The point of this thread flew over your head by, like, a lot. And your comments about posters arguing for their "favorite" players/teams based on avatars is not only untrue, but irrelavant as you make no attempt to contend the actual arguments set forth.

And yeah, see kflo's post regarding your baseless claim about Thomas.


----------



## Hyperion (Dec 5, 2006)

kflo said:


> i'm looking at tim thomas - not seeing the dramatic "nash" affect.

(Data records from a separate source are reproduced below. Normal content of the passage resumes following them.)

PR #16372, opened 2023-03-23
refactor: use selectors in theme editor component metadata

sissbruecker:
## Description

- Updates component metadata model to contain a list of elements, each element having a selector and a list of properties. The host itself is now also just an element.
- Update API calls to pass/receive selectors when loading / setting rules
- Update theme model to work with selectors, add logic for generating local and global scoped selectors
- Update theme detector to work with selectors
- Set local class name before sending rules

### DIFF
--- a/vaadin-dev-server/frontend/theme-editor/components/property-list.ts
+++ b/vaadin-dev-server/frontend/theme-editor/components/property-list.ts
@@ -1,7 +1,7 @@
 import { css, html, LitElement } from 'lit';
 import { customElement, property } from 'lit/decorators.js';
 import { html as staticHtml, literal, StaticValue } from 'lit/static-html.js';
-import { ComponentMetadata, ComponentPartMetadata, CssPropertyMetadata, EditorType } from '../metadata/model';
+import { ComponentMetadata, ComponentElementMetadata, CssPropertyMetadata, EditorType } from '../metadata/model';
 import { ComponentTheme } from '../model';
 import './editors/text-property-editor';
 import './editors/range-property-editor';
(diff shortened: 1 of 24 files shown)


vaadin-dev-server/frontend/theme-editor/components/property-list.ts
```diff
@@ -29,26 +29,23 @@ export class PropertyList extends LitElement {
   public theme!: ComponentTheme;
 
   render() {
-    const sections = [
-      this.renderSection(null, this.metadata.properties),
-      ...this.metadata.parts.map((part) => this.renderSection(part, part.properties))
-    ];
+    const sections = this.metadata.elements.map((element) => this.renderSection(element));
```
sissbruecker, line 32: For now the section containing the host properties will also have a header / title, which is just `Host`.

We can discuss if we want to hide the header again, or use a different name.

vaadin-dev-server/frontend/theme-editor/detector.ts
```diff
@@ -1,33 +1,46 @@
...
-      const propertyValue = hostStyles.getPropertyValue(property.propertyName);
-      componentTheme.updatePropertyValue(null, property.propertyName, propertyValue);
-    });
+      let element = document.querySelector(lightDomSelector);
+      // If we target a part in shadow DOM, query for that within shadow DOM
+      if (element && partNameMatch) {
+        const partName = partNameMatch[1];
+        const shadowDomSelector = `[part~="${partName}"]`;
+        element = element!.shadowRoot!.querySelector(shadowDomSelector);
+      }
```
sissbruecker, line 34: This is a bit more complex because we can not just pass a selector like `vaadin-button::part(label)` to `document.querySelector`. Querying shadow parts is not possible with that API. So now we need to split the selector, first query the light DOM element, and then the part from it's shadow DOM.

MarcinVaadin (approved):
Tested and working as expected

Issue #16627, opened 2023-04-19
Add a logic to decide to re-use default bundle or make a custom one


mshabarov:
Vaadin applications usually set up `vaadin-maven-plugin` to run `build-frontend` goal to generate a production bundle.
This goal must re-use the default production bundle shipped by the platform if possible.

Acceptance criteria:
- [ ] `BuildFrontendMojo` uses `BundleValidationUtils` to check if the default prod bundle is sufficient or not. Default prod bundle is available in classpath under `vaadin-prod-bundle` folder, similarly like default dev bundle is.
- [ ] If a new bundle is needed, `BuildFrontendMojo` builds a new bundle as usual
- [ ] If the default one is enough, `BuildFrontendMojo` copies the bundle files from default bundle JAR to the application's JAR/WAR, so to not making any difference be it a default bundle or custom one in runtime.

PR #16653, opened 2023-04-20
feat: Use default prod bundle if possible

mshabarov:
Re-uses re-bundle checker in production mode. Copies default bundle files from JAR to application's resource folder in `target` and skips re-bundling or executes usual frontend build codes if it sees any customisations. Uses class finder to look for frontend resources from flow plugin.

Fixes https://github.com/vaadin/flow/issues/16627
Fixes https://github.com/vaadin/flow/issues/16671


flow-plugins/flow-maven-plugin/src/main/java/com/vaadin/flow/plugin/maven/BuildFrontendMojo.java
```diff
@@ -117,7 +117,7 @@ public void execute() throws MojoExecutionException, MojoFailureException {
                     "Could not execute build-frontend goal", exception);
         }
 
-        if (generateBundle()) {
+        if (generateBundle() && !BuildFrontendUtil.bundleExists(this)) {
```
mshabarov, line 120: This means that to re-build the prod bundle, one should `clean` the project, i.e. completely remove Vaadin generated files from build/output folder. If it's may break projects in some way, we have to pass/throw the `needBuild` result this place to not run the checker again.

flow-server/src/main/java/com/vaadin/flow/server/frontend/BundleValidationUtil.java
```diff
@@ -611,6 +708,20 @@ public static void logChangedFiles(List<String> frontendFiles,
         getLogger().info(message, handledFiles);
     }
 
+    public static String findProdBundleStatsJson() throws IOException {
+        URL statsJson = getProdBundleResource("config/stats.json");
+        if (statsJson == null) {
+            getLogger().warn("There is no production bundle in the classpath.");
```
knoobie, line 714: Is this a warning or just an information? Looking at the following scenario:
- use Vite instead of Dev Bundle
- don't have a Prod Bundle available in CI because Vite is also running in CI to create a bundle every time the application is build (no shared storage in between CI runs)

flow-server/src/main/java/com/vaadin/flow/server/frontend/BundleValidationUtil.java
```diff
@@ -41,6 +45,99 @@
...
+        File npmFolder = options.getNpmFolder();
+
+        if (!options.isProductionMode()
+                && !DevBundleUtils.getDevBundleFolder(npmFolder).exists()
+                && !BundleValidationUtil.hasJarBundle(DEV_BUNDLE_JAR_PATH)) {
+            getLogger().info("No dev-bundle found.");
+            return true;
+        }
+
+        if (options.isSkipDevBundle()) {
```
mshabarov, line 84: We can perhaps extend this parameter to production mode as well.

flow-server/src/main/java/com/vaadin/flow/server/frontend/BundleValidationUtil.java
knoobie: Are you sure that's always in the class path? Looking at the recommendation to exclude `vaadin-dev`from production builds to reduce the final artefact size, I'm not sure if it's also there.. or are you goint to add it to the `maven/gradle` plugin as dependency?

knoobie: You can close/resolve this :) Just saw the PR at the platform repo where it's done (added to the plugins, instead of flow-server)

mshabarov: > maven/gradle plugin as dependency

Yes, this is the plan so far.

flow-tests/test-express-build/test-dev-bundle-no-plugin/src/test/java/com/vaadin/flow/testnpmonlyfeatures/nobuildmojo/NoAppBundleIT.java
```diff
@@ -17,22 +23,31 @@ public void init() {
...
                 new File(baseDir, "node_modules").exists());
 
-        // These should not be generated either, but at the moment they are
-        Assert.assertFalse("No package.json should be created",
-                new File(baseDir, "package.json").exists());
-        Assert.assertFalse("No vite generated should be created",
-                new File(baseDir, "vite.generated.ts").exists());
-        Assert.assertFalse("No vite config should be created",
-                new File(baseDir, "vite.config.ts").exists());
+        // TODO: for default prod bundle these are still generated
```
mshabarov, line 41: https://github.com/vaadin/flow/issues/16696

flow-server/src/main/java/com/vaadin/flow/server/frontend/NodeTasks.java
```diff
@@ -107,18 +108,28 @@ public NodeTasks(Options options) {
...
+                if (!needBuild) {
+                    commands.add(new TaskCopyBundleFiles(options));
+                }
+            }
+
             // The dev bundle check needs the frontendDependencies to be able to
             // determine if we need a rebuild as the check happens immediately
             // and no update tasks are executed before it.
-            if (!options.isProductionMode() && options.isDevBundleBuild()) {
+            if (!options.isProductionMode() && options.isBundleBuild()) {
```
caalador, line 124: The comment can be moved inside if and the productionMode flag removed when this is added as an `else if {` after the `if(productionMode)`

flow-server/src/main/java/com/vaadin/flow/server/frontend/BundleValidationUtil.java
```diff
@@ -41,6 +45,99 @@
...
+            return needsBuild;
+        } catch (Exception e) {
+            getLogger().error(
+                    "Error when checking if a production bundle build is needed",
+                    e);
+            return true;
+        }
+    }
+
+    public static boolean needsBundleBuild(Options options,
```
caalador, line 72: I would perhaps move these 2 methods out from BundleValidationUtil as they are production bundle specific.
Could perhaps have a class `CheckBundleRequirement` that would have the needsBuild checks for both production bundle and the dev bundle that is now in `TaskRunDevBundleBuild`

flow-server/src/main/java/com/vaadin/flow/server/frontend/BundleValidationUtil.java
```diff
@@ -41,6 +45,99 @@
...
+            FrontendDependenciesScanner frontendDependencies,
+            ClassFinder finder) throws IOException {
+        File npmFolder = options.getNpmFolder();
+
+        if (!options.isProductionMode()
```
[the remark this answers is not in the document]
caalador: Seems this is moved from TaskRunDevBundleBuild here, but it is development mode specific even though it is used from the `needsBuildProdBundle` method.

flow-server/src/main/java/com/vaadin/flow/server/frontend/BundleValidationUtil.java
```diff
@@ -41,6 +45,99 @@
...
+
+        String statsJsonContent = options.isProductionMode()
+                ? BundleValidationUtil.findProdBundleStatsJson()
+                : DevBundleUtils.findBundleStatsJson(npmFolder);
+
+        if (statsJsonContent == null) {
+            // without stats.json in bundle we can not say if it is up-to-date
+            getLogger().info("No bundle's stats.json found for validation.");
+            return true;
+        }
```
caalador, line 100: I would perhaps have the start separate for development and production bundle and have the rest of the checks mutual in the Util class.

flow-plugins/flow-maven-plugin/src/main/java/com/vaadin/flow/plugin/maven/BuildFrontendMojo.java
caalador: Do we need to have this check? shouldn't it be fine to run the checker to see if a build is needed or not?

flow-server/src/main/java/com/vaadin/flow/server/frontend/TaskCopyBundleFiles.java
```diff
@@ -0,0 +1,43 @@
...
+
+import java.io.File;
+import java.net.URI;
+import java.net.URISyntaxException;
+import java.net.URL;
+
+import com.vaadin.flow.server.Constants;
+import com.vaadin.flow.server.ExecutionFailedException;
+
+public class TaskCopyBundleFiles implements FallibleCommand {
```
caalador, line 11: JavaDoc missing

flow-server/src/main/java/com/vaadin/flow/server/frontend/TaskCopyBundleFiles.java
```diff
@@ -0,0 +1,43 @@
+package com.vaadin.flow.server.frontend;
```
caalador, line 1: Header missing.

flow-server/src/main/java/com/vaadin/flow/server/frontend/TaskCopyTemplateFiles.java
```diff
@@ -73,7 +73,7 @@ public void execute() throws ExecutionFailedException {
                 }
 
                 File templateDirectory;
-                if (options.isDevBundleBuild()) {
+                if (!options.isProductionMode() && options.isBundleBuild()) {
```
caalador, line 76: Could add the `isDevBundleBuild()` to Options as the written out check. so it would just combine the not production want bundle build.

caalador (changes requested):

flow-plugins/flow-maven-plugin/src/main/java/com/vaadin/flow/plugin/maven/BuildFrontendMojo.java
mshabarov: The checker is used on the previous step `BuildFrontendUtil.runNodeUpdater` when Flow makes a decision to generate `package.json`, install packages etc. We could check here again, but this is double work. I'd prefer to re-use the result of checker also here, but I don't know a good way to pass this flag here without changing the API.

caalador: We could perhaps utilize the token file so in the check when we know the result we would do:
```
        final JsonObject token = Json.parse(
                FileUtils.readFileToString(options.getTokenFile(),
                        StandardCharsets.UTF_8));
        token.put("needsBundle", false);
        FileUtils.write(options.getTokenFile(), token.toJson(), StandardCharsets.UTF_8);
```
And then change `bundleExists` to 
```
        final File tokenFile = getTokenFile(adapter);
        if (!tokenFile.exists()) {
            adapter.logWarn(
                    "Require bundle build due to missing token file.");
            return false;
        }
        try {
            String json = FileUtils.readFileToString(tokenFile,
                    StandardCharsets.UTF_8.name());
            JsonObject buildInfo = JsonUtil.parse(json);
            if(!buildInfo.hasKey("needsBundle")) {
                return false;
            }
            return buildInfo.getBoolean("needsBundle");
        }catch(IOException e){}
```

caalador: And clean the field in `updateBuildFile()` so we don't have leftovers in the end result.

mshabarov: Thanks for the suggestion, I did it in https://github.com/vaadin/flow/pull/16653/commits/90cde687aacfafff0c49aae878fdd8fd6f7682a2 , but seems something overrides the token file between `BuildFrontendUtil.runNodeUpdater(this);` and `BuildFrontendUtil.needsBundleBuild(this)` - i.e. after I write the flag into it and before I try to restore the flag. 

It looks as though it is done by `BuildFrontendUtil.updateBuildFile(this);`, however this line goes even after I try to restore the flag, so I'm confused. Need to check later on.

caalador: I don't see anything that would touch the file in between.
It will be cleaned after, but for that part it should just stay as it is.

mshabarov: Two thing that I get and that I don't completely understand: this file is being overridden and it always has result `true`, which I cannot explain at all. To not depend on the logic of handling token file, I made a separate temp file which has this flag.

flow-server/src/main/java/com/vaadin/flow/server/frontend/BundleValidationUtil.java
mshabarov: Refactored to have one public method taking a `Mode` as a parameter, then two private methods that has mode specific things and one internal method that has overall checking logic.

flow-server/src/main/java/com/vaadin/flow/server/frontend/BundleValidationUtil.java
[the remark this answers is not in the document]
mshabarov: Refactored

flow-server/src/main/java/com/vaadin/flow/server/frontend/BundleValidationUtil.java
mshabarov: Refactored to have one public method taking a `Mode` as a parameter, then two private methods that has mode specific things and one internal method that has overall checking logic.

caalador:
Seems ok, but build has a failing test
`BundleValidationTest.bundleMissesSomeEntries_skipBundleBuildSet_noBundleRebuild:1602 Rebuild should be skipped`

mshabarov:
> Seems ok, but build has a failing test `BundleValidationTest.bundleMissesSomeEntries_skipBundleBuildSet_noBundleRebuild:1602 Rebuild should be skipped`

Fixed, this test is for dev mode currently, since production mode has no yet such a feature to skip rebundling.

caalador (approved):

Look at the records of those teams that he put up those numbers on. Other than when he was on Milwalke with Ray Allen, Cassell, and The Big Dog Glenn Robinson, he never had a winning team. Nor was he regarded as a trustworthy perimeter player. He got a max deal because they thought that he would become great, but he has always been a bust. 

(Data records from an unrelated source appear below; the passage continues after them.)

PR #16657, opened 2023-04-20
feat: More eager cleanup for UIs using Beacon API

### LINKED ISSUE #6293: Immediately detach the old UI when the browser tab is closed or refreshed
The [Beacon API](https://developer.mozilla.org/en-US/docs/Web/API/Beacon_API) is now relatively widely available, making it possible to propagate an unload event to the server when a tab is closed/refresh without affecting user experience.

This could be used to close UIs on close/refresh immediately, without waiting for expiration due to missed heartbeats. This has the potential to improve performance, primarily by decreasing memory consumption.

The heartbeat expiration or similar is still needed for when the unload event can not be propagated to the server, e.g. when the user loses network connectivity.

mstahv:
Notifies server about closed UIs using a beacon request on pagehide event.

At the same time unifies behaviour in certain edge cases, where Safari maintained the state when brought back from page cache. Previously Safari in some situations kept the state.

Tested manually with Safari, Chrome, Firefox and validated results using VisualVM.

Closes #6293 

## Type of change

- [ ] Bugfix
- [x] Feature

## Checklist

### DIFF
--- a/flow-client/src/main/java/com/vaadin/client/ApplicationConnection.java
+++ b/flow-client/src/main/java/com/vaadin/client/ApplicationConnection.java
@@ -141,7 +141,7 @@ public class ApplicationConnection {
             // with browser buttons
             // Chrome discards our state as beforeunload is used
             // As state is most likely cleared on the server already (especially
-            // now with beacon API request, it is probably
+            // now with Beacon API request, it is probably
             // better resyncronize the state (would happen on first server
             // visit)
             Browser.getWindow().getLocation().reload();
--- a/flow-client/src/main/java/com/vaadin/client/ApplicationConnection.java
+++ b/flow-client/src/main/java/com/vaadin/client/ApplicationConnection.java
@@ -29,6 +29,7 @@ import com.vaadin.client.flow.dom.DomApi;
 import com.vaadin.client.flow.util.NativeFunction;
 
 import elemental.client.Browser;
+import elemental.dom.Document;
 import elemental.dom.Element;
 import elemental.dom.Node;
 
@@ -131,6 +132,21 @@ public class ApplicationConnection {
             registry.getRequestResponseTracker().startRequest();
             registry.getMessageHandler().handleMessage(initialUidl);
         }
+
+        Browser.getWindow().addEventListener("pagehide", e -> {
+            registry.getMessageSender().sendUnloadBeacon();
+        });
+
+        Browser.getWindow().addEventListener("pageshow", e -> {
+            // Currently only Safari gets here, sometimes when going back/foward
+            // with browser buttons
+            // Chrome discards our state as beforeunload is used
+            // As state is most likely cleared on the server already (especially
+            // now with beacon API request, it is probably
+            // better resyncronize the state (would happen on first server
+            // visit)
+            Browser.getWindow().getLocation().reload();
+        });
     }
 
     /**
--- a/flow-client/src/main/java/com/vaadin/client/ApplicationConnection.java
+++ b/flow-client/src/main/java/com/vaadin/client/ApplicationConnection.java
@@ -29,7 +29,6 @@ import com.vaadin.client.flow.dom.DomApi;
 import com.vaadin.client.flow.util.NativeFunction;
 
 import elemental.client.Browser;
-import elemental.dom.Document;
 import elemental.dom.Element;
 import elemental.dom.Node;
 
--- a/flow-server/src/main/java/com/vaadin/flow/server/communication/AtmospherePushConnection.java
+++ b/flow-server/src/main/java/com/vaadin/flow/server/communication/AtmospherePushConnection.java
@@ -349,9 +349,14 @@ public class AtmospherePushConnection implements PushConnection {
                 try {
                     outgoingMessage.get(1000, TimeUnit.MILLISECONDS);
                 } catch (TimeoutException e) {
-                    getLogger().info(
-                            "Timeout waiting for messages to be sent to client before disconnect",
-                            e);
+                    if (ui.isClosing()) {
+                        getLogger().debug(
+                                "Something was not sent to client on an UI that was already closed by beacon reqeuest or similar. This seems to happen with Safari occassionally when navigating away from a UI.");
+                    } else {
+                        getLogger().info(
+                                "Timeout waiting for messages to be sent to client before disconnect",
+                                e);
+                    }
                 } catch (Exception e) {
                     getLogger().info(
                             "Error waiting for messages to be sent to client before disconnect",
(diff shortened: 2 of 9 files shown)


mstahv:
Included IT only runs in Chrome 🤔 Might be good to get it run also on Chrome and Safari + permutation with Push on, but some team member can probably configure that about 10k time faster than me 👼

mstahv:
Looks like Push is on by default for these tests, I think that is enough as the xhr mode has much less moving parts. Also heard that in "platform tests" these tests are run on other browsers, so all should be covered.

flow-client/src/main/java/com/vaadin/client/ApplicationConnection.java
```diff
@@ -131,6 +132,21 @@ public void start(ValueMap initialUidl) {
             registry.getRequestResponseTracker().startRequest();
             registry.getMessageHandler().handleMessage(initialUidl);
         }
+
+        Browser.getWindow().addEventListener("pagehide", e -> {
```
knoobie, line 136: General Note / Question: Should this be enabled / toggled by the developer on application level? 

I was wondering if this could interfere with people's expectation that the UI is still present after the UI was redirected to e.g. PayPal or other payment providers and afterwards gets redirected again to the Vaadin UI.. where the user's session could be instantly lost because all UIs were immediately closed?

mstahv: Finally, I already told the Flow team that this is all done, except it is still waiting for a review by @knoobie  :-)

Now that I changed the behaviour on Monday that the beacon request is ignored on the server side for UIs with "preserveonrefresh" on, no need for that. For other UIs the state is lost anyways and we are still never dropping the session, that can(and should be) used for such state.

knoobie: You can always expect me lurking somewhere 😉 

Thanks for thinking this though before I was here 😅 My job here is done 😎

mstahv: I seriously value your insights a lot. You have good eye for code and so much experience of Vaadin that I don't see why your reviews wouldn't be enough 🙇

flow-server/src/main/java/com/vaadin/flow/server/communication/AtmospherePushConnection.java
```diff
@@ -349,9 +349,14 @@ public void disconnect() {
                 try {
                     outgoingMessage.get(1000, TimeUnit.MILLISECONDS);
                 } catch (TimeoutException e) {
-                    getLogger().info(
-                            "Timeout waiting for messages to be sent to client before disconnect",
-                            e);
+                    if (ui.isClosing()) {
+                        getLogger().debug(
+                                "Something was not sent to client on an UI that was already closed by beacon reqeuest or similar. This seems to happen with Safari occassionally when navigating away from a UI.");
```
mcollovati, line 354:
```suggestion
                                "Something was not sent to client on an UI that was already closed by beacon request or similar. This seems to happen with Safari occassionally when navigating away from a UI.");
```

flow-server/src/main/java/com/vaadin/flow/server/communication/ServerRpcHandler.java
```diff
@@ -340,6 +343,24 @@ public void handleRpc(UI ui, Reader reader, VaadinRequest request)
             // signature for source and binary compatibility
             throw new ResynchronizationRequiredException();
         }
+        if (rpcRequest.isUnloadBeaconRequest()) {
+            if (isPreserveOnRefreshTarget(ui)) {
+                getLogger().debug(
+                        "Eager UI close ignorer for PreserveOnRefresh view");
```
mcollovati, line 349:
```suggestion
                        "Eager UI close ignored for @PreserveOnRefresh view");
```

flow-tests/test-root-context/src/test/java/com/vaadin/flow/uitest/ui/UIsCollectedWithBeaconAPIIT.java
```diff
@@ -0,0 +1,47 @@
...
+import org.junit.Test;
+import org.openqa.selenium.By;
+import org.openqa.selenium.WebElement;
+
+import com.vaadin.flow.testutil.ChromeBrowserTest;
+
+public class UIsCollectedWithBeaconAPIIT extends ChromeBrowserTest {
+
+    @Test
+    public void firstRun() {
```
mcollovati, line 28: nit: I would rename so that it should be easier to immediately understand what we are testing.
Something like `beaconHandling_navigateAwayFromApplication_uiClosedEarly`

mcollovati (changes requested):
Some typo and nits.
I would also like @heruan to have a brief look, to be sure this change may not break beacon handling in Collaboration Kit

mstahv:
I briefly looked at what @heruan  et co have done in collaboration engine with beacon api, and my hunch is that no issues with that. Currently you seem to be hooking on unload event, which is kind of deprecated but works most often. Depending on how you use it, you might in some cases now (after this change) use normal detach listeners, but I'd expect that you should at least in upcoming versions also detect visibility changes as well (e.g. to gray out a user who has switched to another tab) 🤷‍♂️

mcollovati (approved):
LGTM (unless there are troubles with Collaboration KIT)

flow-client/src/main/java/com/vaadin/client/ApplicationConnection.java
```diff
@@ -29,6 +29,7 @@
 import com.vaadin.client.flow.util.NativeFunction;
 
 import elemental.client.Browser;
+import elemental.dom.Document;
```
czp13, line 32: Not used, could be removed:
```suggestion
```

flow-client/src/main/java/com/vaadin/client/ApplicationConnection.java
```diff
@@ -131,6 +132,21 @@ public void start(ValueMap initialUidl) {
...
+        Browser.getWindow().addEventListener("pagehide", e -> {
+            registry.getMessageSender().sendUnloadBeacon();
+        });
+
+        Browser.getWindow().addEventListener("pageshow", e -> {
+            // Currently only Safari gets here, sometimes when going back/foward
+            // with browser buttons
+            // Chrome discards our state as beforeunload is used
+            // As state is most likely cleared on the server already (especially
+            // now with beacon API request, it is probably
```
czp13, line 145:
```suggestion
            // now with Beacon API request, it is probably
```

mcollovati (approved):

czp13 (approved):
👍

However, in the Playoffs, he averaged nearly 50% FG as well as a career high in 3pt FG% in the regular season. That's the part that was the most affected by Nash. Of course Nash doesn't all of a sudden make a player into Nowitzki or take a Fortson and make him into a Stoudemire, but he will optimize the player's efficiency as much as possible by giving him the ball in a situation where he can do the most for the team. Defense is an individual thing. Everyone in the NBA plays defense, some just play incredible defense(like Harpring, Ben Wallace, Marion, and Camby). Nash isn't the worst in the league, but he isn't the best either. He is average or slightly above just because he knows how to funnel his defensive assignments to his teammates for help consistently. However, on the offensive end, he makes the team as potent as possible. There isn't a point guard in the league, nor a player in the league that can do what he does on the offensive end. Period. His assists are down a bit because he is now using Diaw as a pivot pass, which takes away a Nash assist, but gets the points on the board. If you were to watch a Suns game, 85% of all of the points scored were setup by Nash.


----------



## Seuss (Aug 19, 2005)

KillWill said:


> also, out of curiousity, do you really want to equate dunleavy, ellis, murphy, richardson and co. to amare, marion, barbosa, diaw, and kurt thomas?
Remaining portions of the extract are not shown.